就在淩正道奇怪的時候,商務車上走下四個,身穿黑色西裝的人。四個人面容嚴肅,都是一副拒人千裏的模樣。
看到下車的四人,淩正道明顯感覺付緻龍的手,因爲緊張而在微微發抖。再看周圍領導也和付緻龍的表現相差無幾。
“這是幹什麽的?把付緻龍吓成這樣?”淩正道更是疑惑了。
四個人從付緻龍身邊走過,淩正道感覺付緻龍明顯地松了一口氣,想問問緣由,卻又覺得不妥。
“你是中平縣教育局的韓洪濤嗎?”四個人走到了一位戴着眼鏡,身材肥胖的中年人面前,冷冷地問了一句。
那中年人身子顫了顫,驚恐地點了點頭,卻是吓的話都不敢說了。
淩正道對于那中年人有些印象,下午還做過工作報告,似乎是教育局的一位副局長。
“我們是市紀委調查組的,有件事要和你談談,跟我我們走一趟吧。”
聽到這裏淩正道也大約明白了是怎麽回事,那位教育局的副局長似乎是攤上事兒了。
想到先前付緻龍等人的緊張,淩正道就覺得在場的,還真沒有幾個是一清二白的,不然一個個又怎會如驚弓之鳥?
淩正道猜的沒錯,市紀委調查組的那輛黑色别克商務,就是專門用來調查,領導幹部個人問題的調查組專用車。
不過有一點淩正道卻是沒有猜對,那就是并不是所有部門領導,是因爲貪污才害怕市紀委調查組。
市紀委調查組對于任何在職幹部作風問題,都會介入調查。常在河邊走,哪能不濕鞋?就算是不貪,隻要被調查組的帶走,仕途也就算完了。

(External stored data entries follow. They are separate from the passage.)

PR #3081, opened 2024-01-11
[BOARD] Adds Waveshare ESP32-S3-PICO

markbirss:
Waveshare ESP32-S3-Pico (16 MB FLASH, 2 MB PSRAM)
https://www.waveshare.com/esp32-s3-pico.htm

Requires

SX1262 LoRa Node Module for Raspberry Pi Pico, LoRaWAN, Choice Of Frequency Band
https://www.waveshare.com/pico-lora-sx1262-868m.htm

SX1262 LoRa Node Module for Raspberry Pi Pico, LoRaWAN, Choice Of Frequency Band
https://www.waveshare.com/pico-lora-sx1262-868m.htm

2.9inch E-Paper E-Ink Display Module for Raspberry Pi Pico, 296×128, Black / White, SPI
https://www.waveshare.com/pico-epaper-2.9.htm
Wired by external cable since GPIO conflict with MISO pin of LoRa HAT

https://www.waveshare.com/wiki/Pico-UPS-A
https://www.waveshare.com/wiki/Pico-UPS-B


markbirss:
I think it should be good now, i fixed the correct board/target name

geeksville:

https://meshtastic.discourse.group/t/boards-new-esp32-s3-pico-2-9-e-ink-waveshare-pico-lora-sx1262-hat/9256/1

src/graphics/EInkDisplay2.cpp
```diff
@@ -93,6 +93,12 @@ EInkDisplay::EInkDisplay(uint8_t address, int sda, int scl, OLEDDISPLAY_GEOMETRY
     setGeometry(GEOMETRY_RAWMODE, 296, 128);
     LOG_DEBUG("GEOMETRY_RAWMODE, 296, 128\n");
 
+#elif defined(ESP32_S3_PICO)
```
mverch67, line 96: The E-Ink display could also be used with the pico, so I suggest not to create a dependency to S3 pico here. Just use a new define for the E-ink display and use it here. This way it is more generic. Also it allows to use S3 pico with other displays.

src/graphics/EInkDisplay2.cpp
```diff
@@ -256,7 +264,7 @@ bool EInkDisplay::connect()
     adafruitDisplay->init(115200, true, 40, false, SPI, SPISettings(4000000, MSBFIRST, SPI_MODE0));
     adafruitDisplay->setRotation(0);
     adafruitDisplay->setPartialWindow(0, 0, EPD_WIDTH, EPD_HEIGHT);
-#elif defined(my)
+#elif defined(my) || defined(ESP32_S3_PICO)
```
mverch67, line 267: same as my previous comment

src/graphics/EInkDisplay2.cpp
markbirss: e-ink support has not been added to pico at all yet

src/graphics/EInkDisplay2.cpp
markbirss: only i2c displays at the moment

src/graphics/EInkDisplay2.cpp
mverch67: The S3 pico and pico share the same pinout. So with your extensions (and some platform.ini enhancements) the same E-ink display would also work with the pico I guess.

mverch67: My main point here is not to create artificial dependencies in the code. Keep the display separated from the board.

boards/esp32-s3-pico.json
```diff
@@ -0,0 +1,40 @@
...
+    "core": "esp32",
+    "extra_flags": [
+      "-DARDUINO_ESP32S3_DEV",
+      "-DARDUINO_USB_MODE=1",
+      "-DARDUINO_RUNNING_CORE=1",
+      "-DARDUINO_EVENT_RUNNING_CORE=1"
+    ],
+    "f_cpu": "240000000L",
+    "f_flash": "80000000L",
+    "flash_mode": "qio",
```
mverch67, line 16: Does the PSRAM work with this setting? How much PSRAM is reported in the debug log for your board?

boards/esp32-s3-pico.json
```diff
@@ -0,0 +1,40 @@
+{
+  "build": {
+    "arduino": {
+      "ldscript": "esp32s3_out.ld",
+      "partitions": "default_16MB.csv"
+    },
+    "core": "esp32",
+    "extra_flags": [
+      "-DARDUINO_ESP32S3_DEV",
```
mverch67, line 9: add -DBOARD_HAS_PSRAM

boards/esp32-s3-pico.json
```diff
@@ -0,0 +1,40 @@
+{
+  "build": {
+    "arduino": {
+      "ldscript": "esp32s3_out.ld",
+      "partitions": "default_16MB.csv"
```
mverch67, line 5: try to add "memory_type": "qio_opi" if no PSRAM is reported in debug log

src/platform/esp32/architecture.h
```diff
@@ -119,8 +119,8 @@
 #define HW_VENDOR meshtastic_HardwareModel_BETAFPV_900_NANO_TX
 #elif defined(PICOMPUTER_S3)
 #define HW_VENDOR meshtastic_HardwareModel_PICOMPUTER_S3
-#elif defined(HELTEC_HT62)
-#define HW_VENDOR meshtastic_HardwareModel_HELTEC_HT62
+#elif defined(ESP32_S3_PICO)
```
thebentern, line 122: Looks like HELTEC_HT62 accidentally got removed here

PR #3084, opened 2024-01-11
INA3221 library branch to support negative values

KodinLanewave:
Original INA3221 library does not handle negative values properly due to mishandling of signed bits in sensor reading and processing.  I have branched the library, changed the code, and tested with several deployed nodes to confirm functionality.

(I first tried to reach out to the library maintainer and filed a bug report over a month ago, then got impatient and fixed it myself in a new branch)


platformio.ini
```diff
@@ -115,7 +115,7 @@ lib_deps =
   https://github.com/boschsensortec/Bosch-BSEC2-Library#v1.5.2400
   boschsensortec/BME68x Sensor Library@^1.1.40407
   adafruit/Adafruit MCP9808 Library@^2.0.0
-  https://github.com/Tinyu-Zhao/INA3221@^0.0.1
+  https://github.com/KodinLanewave/INA3221#main
```
thebentern, line 118: Can we do a version tag instead? Pegging it to a branch makes for non-idempotent builds potentially.
We may actually want to fork this one into the meshtastic org at some point.

KodinLanewave: @thebentern sure, I'm just way less familiar with tags and couldn't get my build environment to utilize them when I set that up.  I'll see what I can do though.

KodinLanewave (commented):
@thebentern Version tag set up and tested

PR #3088, opened 2024-01-12
Prioritize lowest channel for each remote node in NodeDB

### LINKED ISSUE #3086: [Feature Request]: NodeDB "Node Channel" should prefer channels based on user preference
### Platform

NRF52, ESP32

### Description

Hello, I am creating this issue to discuss something I may make a PR for, but want to get alignment from the maintainers on first.

### Problem
In the following scenario:
- Three node mesh: NodeA, NodeB, NodeD
- NodeA and NodeB have a private channel with default LongFast as secondary, NodeD has a default channel configuration
- NodeA and NodeB use the Direct Message feature often to communicate, and expect privacy
- NodeD has a setup that allows them to log all non-broadcast messages on LongFast, such as by using MQTT

In the above scenario, the following negative situation may occur:
1. NodeA receives a NodeInfo packet from NodeB on the LongFast channel
2. NodeA updates it's NodeDB entry for NodeB to note that NodeB is now on the LongFast channel
3. NodeA sends a direct message to NodeB, which is now sent over LongFast
4. NodeD intercepts and reads this message

If any assumptions made above are incorrect, and this situation would in fact not occur, please feel free to close this issue.

### Proposed Solution

I suggest implementing a priority of channels, where the channel closest to 0 will be chosen for each remote node and kept consistent.

### Proposed simple implementation
Add a channel number minimization check to:
https://github.com/meshtastic/firmware/blob/master/src/mesh/NodeDB.cpp#L851 
```c++
if (mp.decoded.portnum == meshtastic_PortNum_NODEINFO_APP && mp.channel < info->channel) {
    info->channel = mp.channel;
}
``` 

### Shortcomings with above implementation
a. ~~Channel 0 is not always the primary channel, this simple implementation could thus prioritize communicating on a non-user intended channel~~
b. Remote nodes that remove the preferred channel will not be communicable until removed and re-entered in the NodeDB
c. The user changing their channels from a default implementation to one with a PSK locked primary channel will continue attempting to communicate on the new locked primary channel until NodeDB is reset.

What do you think?

Evanito:
- Simple implementation that would close #3086 
- Every time we update NodeDB with info from a remote node's packet, we only update the channel if it is "closer" to our primary channel 0. This results in not downgrading remote nodes away from the primary channel in certain situations.

### DIFF
--- a/src/mesh/NodeDB.cpp
+++ b/src/mesh/NodeDB.cpp
@@ -844,7 +844,7 @@ void NodeDB::updateFrom(const meshtastic_MeshPacket &mp)
         if (mp.rx_snr)
             info->snr = mp.rx_snr; // keep the most recent SNR we received for this node.
 
-        if (mp.decoded.portnum == meshtastic_PortNum_NODEINFO_APP) {
+        if (mp.decoded.portnum == meshtastic_PortNum_NODEINFO_APP && mp.channel < info->channel) {
             info->channel = mp.channel;
         }
     }


GUVWAF:
While I agree the situation you describe is not ideal, it makes multi-channel handling even more complicated than it already is (see #2466). 

This PR will not work, because when a new node on a channel different than 0 comes in, the correct channel will never be set since `info.channel` is initialized at 0. So for new nodes, it should always allow it.

Evanito:
Very true, didn't account for the channel defaulting to 0

Issue #3075, opened 2024-01-10
[Bug]: E-paper partial updates on T-Echo and Wireless Paper


ixt:
### Category

Hardware Compatibility

### Hardware

T-Echo

### Firmware Version

2.2.16

### Description

Both of these epaper displays look to support partial updates, I would have opened this issue at our [GxEPD2 repo](https://github.com/meshtastic/GxEPD2) but cant. 
Looking at this implementation of T-Echo's display driver https://github.com/cfr34k/t-echo-lora-aprs/blob/main/src/epaper.c#L377 it's not impossible to drive the display in this way. 
This may also help mitigate #2356 .
The controller for T-Echo's display is SSD1681, its commands can be found here: https://v4.cecdn.yun300.cn/100001_1909185148/SSD1681.pdf 

Wireless paper v1.1's display has a UC8151D-like controller, either there is some misunderstanding on my part of how partial updates are prepared for these controllers or we just don't have the right commands yet. Regardless, it's likely that this display also supports partial updates.
https://v4.cecdn.yun300.cn/100001_1909185148/UC8151D.pdf

markbirss:
@ixt 

These are the specific  changes that were made initially to support a e-ink on 2nd spi bus on the t-echo as GxEPD2 don't/wont support any back light or touch displays, you would need different e-paper driver boards like the  DESPI-C03 anyway

T-Echo
https://github.com/ZinggJM/GxEPD2/compare/master...geeksville:GxEPD2:master

DESPI-C03
https://www.good-display.com/companyfile/32.html

The other fast display support i added including the RAK14000 eink i moved to using the recent/current GxEPD2 library as i was able to modify/specify SPI settings 

I suggested recently on the discord group that it might help to take discussion with LilyGo regarding possible hardware changes/enhancements to possibly fix the highlighted issues already known

Im aware the actual e-ink display in the t-echo can support partial updates as i used the same display with my first diy nrf52 board

Here the other PR's for reference
https://github.com/meshtastic/firmware/pull/1240
https://github.com/meshtastic/firmware/commit/f474953b513ed8ec3b4cef5e9af76186c746359b
https://github.com/meshtastic/firmware/commit/8a1bf8cd86ab58e9ace8cd0634f6624077453c81

I agree with the possibility for partial updates with the Wireless paper v1.1 also.

The other issue to include in discussion  is the need for a full update to be includes after so many partial updates - e-ink displays are not meant to be partially updates for ever

[...]

PR #3090, opened 2024-01-13
Initial Partial Updates on t-echo

ixt:
#3075 

Partial Updates for t-echo, The boot screen is very faint. And we don't (to my knowledge) do a full refresh at some point to help with ghosting but this should be good for now. I can't believe it was basically working. I'll find some time to write something for full updates (maybe on manual loop of screens and after n-partial updates)


markbirss:
@ixt it normal for some e-inks to have faint boot screen

yes, a counter but it must goto the tros tasks i think

src/graphics/EInkDisplay2.cpp
```diff
@@ -55,7 +55,7 @@ GxEPD2_BW<TECHO_DISPLAY_MODEL, TECHO_DISPLAY_MODEL::HEIGHT> *adafruitDisplay;
 EInkDisplay::EInkDisplay(uint8_t address, int sda, int scl, OLEDDISPLAY_GEOMETRY geometry, HW_I2C i2cBus)
 {
 #if defined(TTGO_T_ECHO)
-    setGeometry(GEOMETRY_RAWMODE, TECHO_DISPLAY_MODEL::WIDTH, TECHO_DISPLAY_MODEL::HEIGHT);
```
thebentern, line 58: Is this change necessary?

markbirss: I was looking at all the e-ink support as raised by the previous ESP32-S3-PICO PR. I wanted to look at supply these geometry values in the platformio.ini variant files which would reduce the checks so it ok for now

ixt: This was the change actually that made it all work for me (aside from the explicitly partial update parts). The why is an open question to me though

PR #3094, opened 2024-01-14
Update channel of node in `updateUser` and write to flash if needed

### LINKED ISSUE #2466: [Bug]: New Channel on NodeInfo is usually not correct.

GUVWAF:
Potentially fixes #2466, see my comment there.


andrekir (approved):

thebentern (approved):
This solution makes a ton of sense.

PR #3111, opened 2024-01-18
Default mqtt root to msh/region from unset

thebentern:
This means that going forward, the root mqtt topic would be partitioned by lora region when setting up a blank device. 
image

Users can always set the root topic back to "msh" if desired, but the impetus of this change is to start decreasing growth and congestion of the main public mqtt traffic.


caveman99 (approved):

geeksville:

https://meshtastic.discourse.group/t/where-is-the-world-map/6882/24

PR #3117, opened 2024-01-20
Mark packets received via MQTT and add option to ignore them

GUVWAF:
This will use one bit in the unencrypted Meshtastic header flags (out of 4 currently unused) to mark that a packet passed via MQTT somewhere on the path towards the node. Using the LoRa config `ignore_mqtt`, one can then ignore packets that came via MQTT. The `via_mqtt` tag in the MeshPacket can also be used to show that a Traceroute did not go purely via LoRa.

Tested with three devices, 2 of which where connected to MQTT, of which one had LoRa Tx disabled. Packets received via MQTT were marked accordingly and ignored correctly. Note that the tag is only set when *receiving* a downlink on MQTT and **not** when an uplink is sent via MQTT, as it would mark the packet in memory and then also send it out marked when sending via LoRa.

Needs protobuf PR https://github.com/meshtastic/protobufs/pull/423.

### DIFF
--- a/src/mqtt/MQTT.cpp
+++ b/src/mqtt/MQTT.cpp
@@ -7,6 +7,7 @@
 #include "mesh/Router.h"
 #include "mesh/generated/meshtastic/mqtt.pb.h"
 #include "mesh/generated/meshtastic/telemetry.pb.h"
+#include "modules/RoutingModule.h"
 #if defined(ARCH_ESP32)
 #include "../mesh/generated/meshtastic/paxcount.pb.h"
 #endif
@@ -464,6 +465,9 @@ void MQTT::publishQueuedMessages()
 
 void MQTT::onSend(const meshtastic_MeshPacket &mp, ChannelIndex chIndex)
 {
+    if (mp.via_mqtt)
+        return; // Don't send messages that came from MQTT back into MQTT
+
     auto &ch = channels.getByIndex(chIndex);
 
     if (&mp.decoded && strcmp(moduleConfig.mqtt.address, default_mqtt_address) == 0 &&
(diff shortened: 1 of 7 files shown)


src/mqtt/MQTT.cpp
```diff
@@ -142,6 +142,7 @@ void MQTT::onReceive(char *topic, byte *payload, size_t length)
                 if (strcmp(e.channel_id, channels.getGlobalId(ch.index)) == 0 && e.packet && ch.settings.downlink_enabled) {
                     LOG_INFO("Received MQTT topic %s, len=%u\n", topic, length);
                     meshtastic_MeshPacket *p = packetPool.allocCopy(*e.packet);
+                    p->via_mqtt = true; // Mark that the packet was received via MQTT
```
andrekir, line 145: do we also need to mark `via_mqtt` in the _if_ block above (for `mqtt.json_enabled`)?

GUVWAF: I thought this could be considered as a client <-> device connection. However, when I now look at it again, apparently it checks whether the "sender" is **not** equal to its own owner ID:
https://github.com/meshtastic/firmware/blob/f0b8430c6e3ffae33daca5375c0e037c5c3f5d8f/src/mqtt/MQTT.cpp#L99

Isn't this feature to allow people to inject a packet on their mesh via JSON? Now this looks very odd to me as it seems you could spoof a text message as coming from another node if you send this on an MQTT server.

andrekir:
looks good!

in [MQTT::onSend](https://github.com/meshtastic/firmware/blob/master/src/mqtt/MQTT.cpp#L464) can we add a check for `via_mqtt` and return when it is tagged? this will prevent a feedback loop (causing duplicates) for packets that we now know came from MQTT.

GUVWAF:
> in [MQTT::onSend](https://github.com/meshtastic/firmware/blob/master/src/mqtt/MQTT.cpp#L464) can we add a check for `via_mqtt` and return when it is tagged? this will prevent a feedback loop (causing duplicates) for packets that we now know came from MQTT.

Yes, we can do that, but we would need to create an implicit ACK in another way then, otherwise it tries to retransmit every time. Shall we just create an implicit ACK whenever it is connected to the MQTT broker?

andrekir:
> Yes, we can do that, but we would need to create an implicit ACK in another way then, otherwise it tries to retransmit every time. Shall we just create an implicit ACK whenever it is connected to the MQTT broker?

yes, I believe preventing duplicates would be the priority. we're at over 85% duplicates in the public MQTT LongFast, if this is the main source it will be a big improvement.

src/mqtt/MQTT.cpp
andrekir: very odd indeed. I wonder if this `sender` spoofing is also a source of duplicates. but let's leave this alone for now.

GUVWAF:
Implemented in [5363ad8](https://github.com/meshtastic/firmware/pull/3117/commits/5363ad8bbaea62ab50f03c76ee4fc4f0f39fdb64).

thebentern:
2.2.19 protos yanked and reprovisioned with the new config property

thebentern (approved):

PR #3122, opened 2024-01-23
Don't ever delete own node from DB

jp-bennett:


thebentern (approved):

thebentern:
Now with less segfaults!

mverch67:
> Now with less segfaults!

The good thing about segfaults is that it clearly indicates an issue in the software and it is easy to pinpoint on a linux system and also to fix. Much better than if issues are silently caught and ignored in the software without any notice.

src/modules/PositionModule.cpp
```diff
@@ -204,6 +204,8 @@ int32_t PositionModule::runOnce()
     }
 
     meshtastic_NodeInfoLite *node = nodeDB.getMeshNode(nodeDB.getNodeNum());
+    if (node == nullptr)
+        return RUNONCE_INTERVAL;
```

成州市委紀檢委書記不過剛到任兩年,卻把縣市内三十多位部門領導打了下去。
也正因爲紀委書記的鐵腕,縣市部門領導對于市紀委調查組的車,都是極其敏感。生怕,這次是來找自己的。
爲官看似風光無限,其實卻是險阻重重,一個不小心就有可能萬劫不複。
“小淩,咱們走了。”雖然被帶走的不是自己,但是付緻龍的心情卻有些沉重。
近兩年來招商局已經有四位同僚被調查組帶走了,付緻龍還真怕有一天會輪到自己。
淩正道的心情也不好,之前還見那位副局滿面春風,這會兒就出了事,還真是讓人不由感慨。恰恰淩正道自己也是位副局……
回到招商局,付緻龍立刻就召集招商局的管理層開會。不過付局心情不好,會議氣氛也顯得有些嚴肅。
“新的一年,我們招商局的工作任務很重,但是必須要完成!這件事不能全由聯絡科承擔,招商局所有科室都有任務!”
付緻龍的這番話,讓辦公室主任、人事以及後勤科室的領導苦不堪言,怎麽這事就落到自己頭上了。
都能看出付緻龍的面色不爽,所以任由付緻龍如何去說,也沒有人敢反駁。
“還有從明天開始,如果不是外出招商,任何人都不能遲到早退!外出招商必須先向我彙報!這個聯絡科直接找淩局長就可以。”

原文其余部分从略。